April 12, 2000
Warning to Hospitals and Hemodialysis Units - TriCitrasol May Cause Death
Washington, DC (SafetyAlerts) - The Food and Drug
Administration is issuing an urgent warning to all hospital pharmacies and hemodialysis
units that TriCitrasol, an unapproved product that has been used to keep bloodlines open,
may cause death when infused into patients. TriCitrasol is marketed in individual,
sterile, 30ml glass vials, distributed both individually and in hemodialysis kits.
FDA has learned that a patient died of cardiac
arrest shortly after triCitrasol, a 46.7% concentration of sodium citrate anticoagulant,
was injected full strength into a hemodialysis permanent blood access catheter that had
just been implanted.

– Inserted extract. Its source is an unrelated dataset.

PR #9563, opened 2019-10-21
[TESTMERGE] Goodbye, superpH, you were too wild for our world.

Thalpy:
## About The Pull Request

Some people pushed superbases too far, and well, admins messaged me with concerns, so I've added a limit to how high they can go. Considering that 2100u at pH 50+, 5k temp, purity 1, was a 13 gib radius, this should lower things by a factor of 3, to roughly 5 gib radius with a chemical payload.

Rapid or excessive infusion of citrate solutions can cause fatal
heart rhythm disruption, seizures or bleeding due to loss of blood calcium.
Other incidents that may involve triCitrasol in
the hemodialysis setting are under FDA review.

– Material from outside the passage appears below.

PR #9577, opened 2019-10-22
[Balance Pass] - Supermatter Mega Delam (Tesla)

Feasel:
All I'm doing here is raising the power_penalty_thresholds to a higher number so that it takes more time and effort to force the mega delamination.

TriCitrasol is manufactured by Cytosol
Laboratories, Braintree, Mass., and is distributed by Medcomp, Harleysville, Pa., and
previously by Citra Anticoagulants, Inc. Both Cytosol Labs and Medcomp are voluntarily
recalling triCitrasol for use with blood access catheters.
FDA is urging hospital pharmacies and hemodialysis
units across the U.S. to stop using the product. Alternative 4% solutions of citrate are
available for use in these and most other medical settings.

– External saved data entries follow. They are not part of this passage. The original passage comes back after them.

PR #9578, opened 2019-10-22
Map config system improvements - Fixed and expanded map vote restrictions, map-specific announcer framework, and more

deathride58:
## About The Pull Request
This PR mostly deals with expanding the functionality of the existing backend framework, and is useful primarily to mappers that wish to be experimental with their maps. The only effects this PR has on the game as of right now is the voting system respecting map playercount restrictions, and a new 1% chance for the medibot voice to be the station announcer.

This adds 2 new variables for map entries in maps.txt, and adds 3 new variables for map config files in the individual .json files. They are as follows

- max_round_search_span [number (default: 0)] (maps.txt) - This determines the amount of previous rounds that the game will search for in order to determine if a map has been played too many times for the map to appear in the end-of-round vote. If this is 0, the map will always be available in the vote even if it's been running 24/7. This is primarily useful for gimmicky maps that can get stale fast if there's no restrictions on how often it can be played, for example, if someone were to implement a map with a gimmick that everything is severely limited in terms of budget.
- max_rounds_played [number (default: 0)] (maps.txt) - This is used in conjunction with the above. If a map has been played more than the number declared in this variable within the last few rounds dictated by the above variable, then the map will be made unavailable at the end-of-round vote.

- maptype [string (default: "station")] (map.json) - This currently has no explicit functionality. This is primarily to allow creative codermappers to specify a completely different map type from the standard station gameplay by adding hooks into the code that check for the map type. This will make it a lot easier to port FTL13 maps and have them function like ships as intended if any coders are brave enough to do so.
- announcertype [string (default: "standard")] (map.json) - This allows mappers to specify which announcer a given map to use. The default value, standard, automatically switches to the classic announcer, but has a 1% chance to instead be the new medibot announcer. In order to define a new announcer type, you can modify the get_announcer_sound() proc in priority_announce.dm
- year_offset [number (default: 540)] (map.json) - This var allows mappers to specify the offset of the ingame year from the IRL year. This is currently displayed on computers, PDAs, and various other machinery around the station. This means a mapper can make a map that takes place in a completely different time period if they so desire. You know you want to.

## Changelog
:cl:
add: There is now a 1% chance for the station's announcer to be the medibot voice instead of the classic TG announcer.
add: The map config system has been expanded to allow mappers to specify the map type, announcer voice, ingame year, and how often a given map can be voted at roundend.
fix: The map vote system now takes into account map playercount limits properly.
/:cl:


code/controllers/subsystem/mapping.dm
```diff
@@ -53,6 +53,8 @@ SUBSYSTEM_DEF(mapping)
 		if(!config || config.defaulted)
 			to_chat(world, "<span class='boldannounce'>Unable to load next or default map config, defaulting to Box Station</span>")
 			config = old_config
+	GLOB.year_integer += config.year_offset
+	GLOB.announcertype = (config.announcertype == "standard" ? (prob(1) ? "cleanbot" : "classic") : config.announcertype)
```
Ghommie:
```suggestion
	GLOB.announcertype = (config.announcertype == "Standard" ? (prob(1) ? "medibot" : "classic") : config.announcertype)
```

I'm not going to review all of this right now, but dope.

deathride58: The default value for announcertype in the map's config is `"standard"`, which is case sensitive

Ghommie: Well, it wasn't. Now it's.

silicons (approved):

PR #9595, opened 2019-10-24
Fixes examine strings not properly showing blood-stained status of items

deathride58:
Title. This is a follow-up to the RGB blood PR, and addresses a requested change from my review that was made a little over _TWO MONTHS AGO._ This took less than ten minutes to do. Eleven bloody lines to do what I was requesting, and instead of actually doing it, it was argued about every single time it was brought up. If this were actually addressed beforehand, the RGB blood PR would have taken a lot less time to actually get merged. And apparently I'm the one in the wrong for not merging it fast enough, when this change that was requested two months ago took less than ten minutes to actually do? Good. Bloody. Riddance.

## Changelog
:cl:
fix: Examining a spaceman, and other things that use get_examine_string(), will now actually properly show when an item is blood-stained.
/:cl:

### DIFF
--- a/code/game/atoms.dm
+++ b/code/game/atoms.dm
@@ -261,7 +261,17 @@
 		. = "[article] [src]"
 		override[EXAMINE_POSITION_ARTICLE] = article
 
+	var/should_override = FALSE
+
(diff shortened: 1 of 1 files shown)


nik707 (approved):
Sick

Because there is a need for this product in some
procedures to prepare white cells for transfusion, FDA is working with the company to see
that the product currently remains available for this use, which involves dilution.
In an April 9, 2000 letter to its customers,
Medcomp announced a recall of its kits (or trays) containing triCitrasol and the Medcomp
Ash Split Catheter II, for hemodialysis or apheresis, a blood separation and
re-transfusion process. Approximately 3000 Medcomp catheter kits with triCitrasol were
distributed nationwide. They were also distributed to Puerto Rico and Canada.